Segment Start: RECORD SET
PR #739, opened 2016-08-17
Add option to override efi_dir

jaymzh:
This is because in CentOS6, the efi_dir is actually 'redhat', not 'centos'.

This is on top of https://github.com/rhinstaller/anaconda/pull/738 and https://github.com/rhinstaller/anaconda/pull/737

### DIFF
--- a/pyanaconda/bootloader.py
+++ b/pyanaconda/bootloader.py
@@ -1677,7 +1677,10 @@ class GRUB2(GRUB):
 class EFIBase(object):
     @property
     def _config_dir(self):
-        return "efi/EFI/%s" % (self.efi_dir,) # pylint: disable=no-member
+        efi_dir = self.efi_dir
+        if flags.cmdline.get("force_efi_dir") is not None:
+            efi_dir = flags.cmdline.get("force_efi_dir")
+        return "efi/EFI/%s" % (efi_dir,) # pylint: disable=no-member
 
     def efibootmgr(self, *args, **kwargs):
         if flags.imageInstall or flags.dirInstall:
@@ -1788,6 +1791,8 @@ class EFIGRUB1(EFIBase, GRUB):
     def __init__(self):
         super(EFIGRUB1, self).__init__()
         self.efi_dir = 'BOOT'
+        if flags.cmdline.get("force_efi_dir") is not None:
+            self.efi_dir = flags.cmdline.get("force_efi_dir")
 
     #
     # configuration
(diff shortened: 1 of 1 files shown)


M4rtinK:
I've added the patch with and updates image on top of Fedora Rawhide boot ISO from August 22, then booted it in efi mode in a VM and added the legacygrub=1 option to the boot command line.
Segment End: RECORD SET
WHAT IS EXPECTED
Extract each line of the material exactly as it stands.

WRITTEN SOLUTION
PR #739, opened 2016-08-17
Add option to override efi_dir

jaymzh:
This is because in CentOS6, the efi_dir is actually 'redhat', not 'centos'.

This is on top of https://github.com/rhinstaller/anaconda/pull/738 and https://github.com/rhinstaller/anaconda/pull/737

### DIFF
--- a/pyanaconda/bootloader.py
+++ b/pyanaconda/bootloader.py
@@ -1677,7 +1677,10 @@ class GRUB2(GRUB):
 class EFIBase(object):
     @property
     def _config_dir(self):
-        return "efi/EFI/%s" % (self.efi_dir,) # pylint: disable=no-member
+        efi_dir = self.efi_dir
+        if flags.cmdline.get("force_efi_dir") is not None:
+            efi_dir = flags.cmdline.get("force_efi_dir")
+        return "efi/EFI/%s" % (efi_dir,) # pylint: disable=no-member
 
     def efibootmgr(self, *args, **kwargs):
         if flags.imageInstall or flags.dirInstall:
@@ -1788,6 +1791,8 @@ class EFIGRUB1(EFIBase, GRUB):
     def __init__(self):
         super(EFIGRUB1, self).__init__()
         self.efi_dir = 'BOOT'
+        if flags.cmdline.get("force_efi_dir") is not None:
+            self.efi_dir = flags.cmdline.get("force_efi_dir")
 
     #
     # configuration
(diff shortened: 1 of 1 files shown)


M4rtinK:
I've added the patch with and updates image on top of Fedora Rawhide boot ISO from August 22, then booted it in efi mode in a VM and added the legacygrub=1 option to the boot command line.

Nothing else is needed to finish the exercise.